Prospect of second Trump presidency sparks fears of climate dystopia
Washington DC - Allies and advisors of Donald Trump said his administration would considerably ramp up attacks on climate protections should he win a second term in the White House.
"Trump will undo everything Biden has done, he will move more quickly and go further than he did before," Myron Ebell, who helmed the Environmental Protection Agency (EPA) transition team for Trump’s first term as president, told The Guardian. "He will act much more expeditiously to impose his agenda."
These actions include accelerating fossil fuel production and continuing to lease public lands and waters for drilling, risking severe and lasting damage in a precarious moment for people and planet.
Dismantling Biden's signature Inflation Reduction Act (IRA) would be the icing on Trump's cake. The sweeping legislation, passed on party lines and signed into law in August 2022, called for nearly $370 billion in funding for clean energy projects and electric vehicles.
While repealing the IRA outright may prove difficult, there are other steps a hypothetical second Trump administration could take, including doing away with government consideration of carbon emission damages, curbing the power of the EPA to enforce pollution rules, and once again withdrawing the US from the Paris climate accord.
Such actions align with recent Trump campaign rally statements, in which he has said the US should do away with "crooked Joe Biden’s insane electric vehicle mandate" and instead "drill, baby, drill."

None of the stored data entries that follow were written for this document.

PR #591, opened 2020-04-26
Are we able to allocate more then (ca.) 700b bytes on stack?

marcin-laszewski:


ghaerr:
Hello @marcin-laszewski,

The answer is no, definitely not. In linux kernel programming, it is considered bad practice to allocate data buffers on the stack, instead system data structures are used. One must be very careful to use as little stack as possible, or risk hard-to-find system crashes.

For ELKS, there are three possible stacks that may be switched to at any time: The application stack, which is shared with the application heap area, and is set to 16K bytes by default, with the heap allowed to grow until only 4K stack is available. Then there's the kernel stack, used during system calls and most of the time kernel routines are run, which is 988 bytes total and declared in elks/linuxmt/sched.h. And there's the interrupt stack, in elks/arch/i86/kernel/irqtab.S which is 512 bytes total, which is switched to immediately upon any hardware interrupt, including nested ones, and also has to handle any kernel routine called during interrupt processing.

marcin-laszewski:
Thank you very much for your comprehensive explanation.
4K buffer is a must. How to obtain it: heap_alloc, seg_alloc, other?

ghaerr:
heap_alloc will allocate off the local kernel heap, which is kernel DS addressable, but is in extremely short supply. For playing around with your first attempt, that will be easiest, but not acceptable for any final version. seg_alloc will allocate any amount from main memory, but is not directly addressable.  The fmemcpyb functions or similar can be used to access it. I still suggest looking/learning at the filesystem map/unmpp_buffer code and pipe to see how this should be properly handled. 

Perhaps its easiest though getting it running in the arrangement you currently have, then converting to a sustainable design.

marcin-laszewski:
Can't we allocate 4kB in kernel? Linux offers 'kmalloc', 'vmalloc'. I can split my 4kB in pieces so e.g 8 buffers of 512 bytes is not a problem.

ghaerr:
Yes, seg_alloc can allocate 4kB, it will be allocated in global memory. 4kB may be able to be allocated in the near (local) heap. `meminfo` now shows kernel memory allocations. Please re-read my previous comment for details. Kernel programming requires a very structured approach, as the conditions under which the code operates is very different than user programs. IMO, the best way to learn is to read lots of kernel code and try to understand what it is doing.

marcin-laszewski:
Yes, I have started. This is my first lesson. I will deliver my code and we can close this issue now.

US right-wingers "systematically prepare to take power"
Alarm bells are also sounding over a nearly 1,000-page Project 2025 Presidential Transition Project, issued by the notorious rightwing Heritage Foundation think tank, which takes an axe to US climate and environmental policy.
"We are writing a battle plan, and we are marshaling our forces," Project 2025 director Paul Dans told E&E News in July. "Never before has the whole conservative movement banded together to systematically prepare to take power day one and deconstruct the administrative state."
Though the thought of a second Trump presidency is daunting by all measure, many climate activists and experts are by no means enamored with the Biden administration either.
The current president has shepherded the passage of the IRA, launched a Climate Corps for US youth, and paused approvals on new LNG facilities. At the same time, he has sparked outrage over decisions to green light the Willow Project in Alaska, currently facing a legal challenge, in additional to other damaging fossil fuel projects.
Some critics of the current president have said he is not doing nearly enough to tackle the urgent climate emergency, with the US one of the world's leading greenhouse gas emitters.